He swalloweth the ground - He seems as if he would absorb the earth. That is, he strikes his feet into it with such fierceness, and raises up the dust in his prancing, as if he would devour it. This figure is unusual with us, but it is common in the Arabic. See Schultens, “in loc.,” and Bochart, “Hieroz,” P. i. L. ii. c. viii. pp. 143-145. So Statius:
Stare loco nescit, pereunt vestigia mille
Ante fugam, absentemque ferit gravis ungula campum.

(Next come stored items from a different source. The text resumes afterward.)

PR #613, opened 2021-10-01
🦺 MP 4541 api-spec service options values

zwaans:
# https://myparcelcombv.atlassian.net/browse/MP-4541

## Changes
- Updated the service option ids on the multicolli endpoint to hold objects for service option values instead of just an array of service option ids.

### DIFF
--- a/specification/paths/RegisterMultiColliShipment.json
+++ b/specification/paths/RegisterMultiColliShipment.json
@@ -142,7 +142,31 @@
                   "service_option_ids": {
                     "type": "array",
                     "items": {
-                      "$ref": "#/components/schemas/Uuid"
+                      "type": "object",
+                      "required": [
+                        "id",
+                        "values"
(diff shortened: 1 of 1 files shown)


specification/paths/RegisterMultiColliShipment.json
```diff
@@ -142,7 +142,31 @@
                   "service_option_ids": {
                     "type": "array",
                     "items": {
-                      "$ref": "#/components/schemas/Uuid"
+                      "type": "object",
+                      "required": [
+                        "id",
+                        "values"
```
yoan-myparcel, line 148: This is actually not required! Most service options do not have values_format!
```suggestion
                        "id"
```

yoan-myparcel (changes requested):

yoan-myparcel (approved):

PR #633, opened 2021-11-03
♻️ Allow broker members to get enterprises

M4tini:
Brokers have an Enterprise relationship, so the links in there should be retrievable with the same token. Since the broker endpoints have `broker.member` and `enterprises.manage` scopes, the enterprise endpoints should have this as well.

### DIFF
--- a/specification/paths/Brokers-broker_id-relationships-carriers.json
+++ b/specification/paths/Brokers-broker_id-relationships-carriers.json
@@ -11,6 +11,7 @@
     "security": [
       {
         "OAuth2": [
+          "broker.member",
           "enterprise.manage"
         ]
       }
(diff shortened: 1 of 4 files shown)


specification/paths/Brokers-broker_id-relationships-carriers.json
```diff
@@ -11,6 +11,7 @@
     "security": [
       {
         "OAuth2": [
+          "broker.member",
```
NickVries, line 14: Why are we adding the broker.member scope to the POST carrier relationship endpoint?

NickVries (changes requested):

specification/paths/Brokers-broker_id-relationships-carriers.json
M4tini: Whoops, good catch! This was supposed to be set on the `GET /brokers/{broker}/carriers` endpoint.

NickVries (approved):

PR #646, opened 2021-12-09
Introduced new RPC endpoint /count-report-entries

yoan-myparcel:
# Changes
- Added new RPC endpoint for counting report entries
- Introduced BaseReport schema that does not have the "name" attribute

### DIFF
--- a/specification/schemas/Report.json
+++ b/specification/schemas/Report.json
@@ -1,7 +1,7 @@
 {
   "allOf": [
     {
-      "$ref": "#/components/schemas/ReportResource"
+      "$ref": "#/components/schemas/BaseReport"
     },
     {
       "properties": {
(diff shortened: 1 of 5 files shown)


specification/schemas/Report.json
```diff
@@ -1,149 +1,17 @@
...
-                    "country_code": {
-                      "$ref": "#/components/schemas/CountryCode"
-                    }
-                  }
-                }
-              }
-            },
             "name": {
               "type": "string",
               "example": "2020 Q1 UK shipment report"
```
M4tini, line 17: I think the count endpoint should not crash when a name is sent with the report, because it is a valid property on a `Report` resource. Let's move the `name` to the `BaseReport` file as well and keep it optional.

M4tini (changes requested):

specification/schemas/Report.json
yoan-myparcel: I see, making the field optional will fix the issue indeed.

yoan-myparcel: @M4tini fixed!

M4tini (approved):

Th‘ impatient courser pants in every‘ vein,
And pawing seems to beat the distant plain;
Hills, vales, and floods, appear already cross‘d,
And ere he starts a thousand steps are lost.
Pope
Neither believeth he that it is the sound of the trumpet - This translation by no means conveys the meaning of the original. The true sense is probably expressed by Umbreit. “He standeth not still when the trumpet soundeth; “that is, he becomes impatient; he no longer confides in the voice of the rider and remains submissive, but he becomes excited by the martial clangor, and rushes into the midst of the battle. The Hebrew word which is employed (יאמין ya'âmiyn ) means properly “to prop, stay, support”; then “to believe, to be firm, stable”; and is that which is commonly used to denote an act of “faith,” or as meaning “believing.” But the original sense of the word is here to be retained, and then it refers to the fact that the impatient horse no longer stands still when the trumpet begins to sound for battle.